--- Task details ---
Search the records for lines that contain the word "function". Copy them all.

--- Study material ---
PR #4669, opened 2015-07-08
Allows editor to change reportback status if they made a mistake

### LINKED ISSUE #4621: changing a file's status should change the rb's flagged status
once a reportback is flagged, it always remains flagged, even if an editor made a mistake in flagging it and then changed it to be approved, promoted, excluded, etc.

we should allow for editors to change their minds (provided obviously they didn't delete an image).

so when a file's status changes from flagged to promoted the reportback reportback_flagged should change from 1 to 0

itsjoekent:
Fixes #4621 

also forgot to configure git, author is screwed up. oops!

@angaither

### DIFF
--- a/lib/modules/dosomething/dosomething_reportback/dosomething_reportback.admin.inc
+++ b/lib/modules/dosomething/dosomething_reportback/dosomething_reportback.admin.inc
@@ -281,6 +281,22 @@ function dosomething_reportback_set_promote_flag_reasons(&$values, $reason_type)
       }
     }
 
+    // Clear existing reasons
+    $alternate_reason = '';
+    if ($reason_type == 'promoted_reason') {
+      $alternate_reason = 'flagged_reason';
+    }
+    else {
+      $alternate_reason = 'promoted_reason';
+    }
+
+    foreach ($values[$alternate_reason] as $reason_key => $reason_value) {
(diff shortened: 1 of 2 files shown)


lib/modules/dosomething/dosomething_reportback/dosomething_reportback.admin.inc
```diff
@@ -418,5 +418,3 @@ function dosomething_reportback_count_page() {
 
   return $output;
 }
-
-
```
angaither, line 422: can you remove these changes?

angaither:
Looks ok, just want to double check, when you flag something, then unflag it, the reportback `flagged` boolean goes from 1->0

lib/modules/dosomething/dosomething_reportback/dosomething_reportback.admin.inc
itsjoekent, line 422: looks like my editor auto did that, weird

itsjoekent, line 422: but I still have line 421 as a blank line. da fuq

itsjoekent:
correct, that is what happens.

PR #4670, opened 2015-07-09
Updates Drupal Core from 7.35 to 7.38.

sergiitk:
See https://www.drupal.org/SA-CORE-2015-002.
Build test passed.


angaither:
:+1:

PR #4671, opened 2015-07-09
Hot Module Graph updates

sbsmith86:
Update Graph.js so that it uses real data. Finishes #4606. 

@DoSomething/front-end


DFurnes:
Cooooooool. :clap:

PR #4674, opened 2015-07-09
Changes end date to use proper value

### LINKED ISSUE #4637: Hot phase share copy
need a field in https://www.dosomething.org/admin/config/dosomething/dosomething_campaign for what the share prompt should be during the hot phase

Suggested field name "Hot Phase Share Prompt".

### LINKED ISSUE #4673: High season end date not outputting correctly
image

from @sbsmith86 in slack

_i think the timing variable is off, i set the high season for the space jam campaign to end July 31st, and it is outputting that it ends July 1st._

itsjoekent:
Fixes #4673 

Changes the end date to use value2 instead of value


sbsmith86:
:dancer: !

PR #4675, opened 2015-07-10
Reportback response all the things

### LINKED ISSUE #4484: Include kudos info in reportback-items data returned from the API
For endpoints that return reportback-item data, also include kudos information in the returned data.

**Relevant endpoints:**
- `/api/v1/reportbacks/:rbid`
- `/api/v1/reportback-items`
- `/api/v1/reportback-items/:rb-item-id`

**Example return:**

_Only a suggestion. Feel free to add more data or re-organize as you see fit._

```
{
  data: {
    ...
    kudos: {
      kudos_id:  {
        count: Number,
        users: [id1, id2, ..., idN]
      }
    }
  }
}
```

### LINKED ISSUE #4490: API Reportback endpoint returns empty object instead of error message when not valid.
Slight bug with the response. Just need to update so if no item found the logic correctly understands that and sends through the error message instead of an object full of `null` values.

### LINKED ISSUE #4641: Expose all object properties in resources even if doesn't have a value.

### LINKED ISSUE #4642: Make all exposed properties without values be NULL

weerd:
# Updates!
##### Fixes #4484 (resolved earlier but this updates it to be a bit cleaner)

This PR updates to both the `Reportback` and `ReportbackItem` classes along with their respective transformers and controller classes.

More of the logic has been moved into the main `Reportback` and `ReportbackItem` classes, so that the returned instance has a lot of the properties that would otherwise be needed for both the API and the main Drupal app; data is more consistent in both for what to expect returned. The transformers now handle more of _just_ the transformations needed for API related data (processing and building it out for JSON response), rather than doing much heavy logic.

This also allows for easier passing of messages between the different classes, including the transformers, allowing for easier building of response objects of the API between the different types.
---
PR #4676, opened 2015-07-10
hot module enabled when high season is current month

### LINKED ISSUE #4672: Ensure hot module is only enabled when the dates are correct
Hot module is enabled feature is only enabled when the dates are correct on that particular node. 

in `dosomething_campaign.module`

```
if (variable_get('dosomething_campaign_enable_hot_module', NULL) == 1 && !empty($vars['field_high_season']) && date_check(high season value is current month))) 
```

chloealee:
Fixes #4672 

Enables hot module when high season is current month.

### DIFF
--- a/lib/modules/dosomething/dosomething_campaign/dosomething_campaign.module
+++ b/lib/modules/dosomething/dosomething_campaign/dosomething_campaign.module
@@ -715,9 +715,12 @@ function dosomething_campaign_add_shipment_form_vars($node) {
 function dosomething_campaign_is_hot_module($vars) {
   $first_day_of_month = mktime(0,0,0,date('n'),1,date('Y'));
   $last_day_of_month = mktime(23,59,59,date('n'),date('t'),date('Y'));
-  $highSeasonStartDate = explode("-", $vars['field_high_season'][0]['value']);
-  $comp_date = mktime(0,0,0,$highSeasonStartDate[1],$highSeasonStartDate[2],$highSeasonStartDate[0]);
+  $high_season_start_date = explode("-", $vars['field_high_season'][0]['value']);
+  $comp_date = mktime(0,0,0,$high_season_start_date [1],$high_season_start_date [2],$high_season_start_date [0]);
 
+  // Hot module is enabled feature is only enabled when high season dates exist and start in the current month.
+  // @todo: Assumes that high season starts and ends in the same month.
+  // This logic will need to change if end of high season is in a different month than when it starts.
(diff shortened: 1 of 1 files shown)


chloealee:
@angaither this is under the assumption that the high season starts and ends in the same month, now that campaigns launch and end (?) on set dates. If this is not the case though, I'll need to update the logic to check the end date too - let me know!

--- Solution for this exercise ---
@@ -281,6 +281,22 @@ function dosomething_reportback_set_promote_flag_reasons(&$values, $reason_type)
@@ -418,5 +418,3 @@ function dosomething_reportback_count_page() {
@@ -715,9 +715,12 @@ function dosomething_campaign_add_shipment_form_vars($node) {
 function dosomething_campaign_is_hot_module($vars) {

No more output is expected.